Ms. Hannah-Jones insists "anti-black racism runs in the very DNA of this 
country." Mr. Mackaman calls that claim "anti-historical." Proving it 
requires her to belittle the most progressive declaration of modern 
history: "that all men are created equal." Ms. Hannah-Jones calls this a 
"lie" and claims its drafters didn't even believe it. The abolitionists 
disagreed. So did Martin Luther King Jr: He saw it as a "promissory note."

Mr. Mackaman also protests Ms. Hannah-Jones's "cherry-picking" of quotes 
to present Lincoln as a "garden-variety racist." He attributes the 
misleading picture to her "totally racialist interpretation." If whites 
and blacks are supposed to be "diametrically opposed to each other," he 
says, "then you have to disregard all the history that runs contrary to 
that -- and there's an awful lot."

Other "1619 Project" essays are similarly tendentious. Sociologist 
Matthew Desmond marshals substantially discredited research to tar the 
whole of American capitalism as a legacy of slavery. Legal activist 
Bryan Stevenson presents the war on drugs and broken-windows policing as 
successors to lynching, the Black Codes and other white "strategies of 
racial control." Times columnist Jamelle Bouie claims Republican 
opposition to raising the debt ceiling in 2011 was of a piece with 
Southern defenses of slavery and Jim Crow.
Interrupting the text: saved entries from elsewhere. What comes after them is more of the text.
PR #22, opened 2020-07-24
Git to ignore "parser" binary file

wtam2018:
This PR add "parser" (the compiled binary) to .gitignore and remove "main" as it is the default binary built when "go build" is executed.

### DIFF
--- a/.gitignore
+++ b/.gitignore
@@ -5,6 +5,7 @@
 *.so
 *.dylib
 parser
+main
 
 # Test binary, built with `go test -c`
 *.test
--- a/.gitignore
+++ b/.gitignore
@@ -4,7 +4,7 @@
 *.dll
 *.so
 *.dylib
-main
+parser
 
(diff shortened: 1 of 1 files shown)


.gitignore
```diff
@@ -4,7 +4,7 @@
 *.dll
 *.so
 *.dylib
-main
+parser
```
sleshchenko, line 7: The default binary name is still main, right?

If so - then please consider adding a tiny Makefile rule to compile binary with a wanted name.
If we take into account that binary could be moved outside of the project folder - then devfile-parser could be better name. WDYT?

wtam2018: If you do a `go build`, `parser` gets built.   But if you do `go buld main.go`,  `main` is produced.  I guess I should add back `main`.    I'd agree that we should create a Makefile.  In this PR, the goal is to stop binaries getting merged inadvertently.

Joseph Kishore, the Socialist Equality Party's national secretary, says 
the "1619 Project" is aimed at legitimizing the politics of the 
Democratic Party and at "dividing workers" by race. "The interests of a 
black worker on the line in an auto plant and a white worker," he says, 
"are fundamentally the same, and a million miles from the interests of 
an Oprah Winfrey or a Hillary Clinton." He rejects the "pseudo-left 
politics" of identity, which "fight out conflicts within the top 10% or 
so over access to positions of power and privilege" through diversity 
programs, then "denounce white workers for being supposedly privileged 
even as they suffer from a decline in life expectancy and horrific 
social conditions." Nobody is better at deflating the pretensions of 
progressives than the Left Opposition.

To be sure, the Trotskyists have wild ideas of their own: The World 
Socialist Web Site's September essay claims "the event that had the 
greatest impact on the social condition of African-Americans" was the 
Russian Revolution. But the Times's equally extreme ideas are being 
feted by the intelligentsia and turned into lesson plans for 
schoolteachers. "A re-education is necessary," the "1619 Project" 
webpage warns. Even communists now tell the Times to cool it.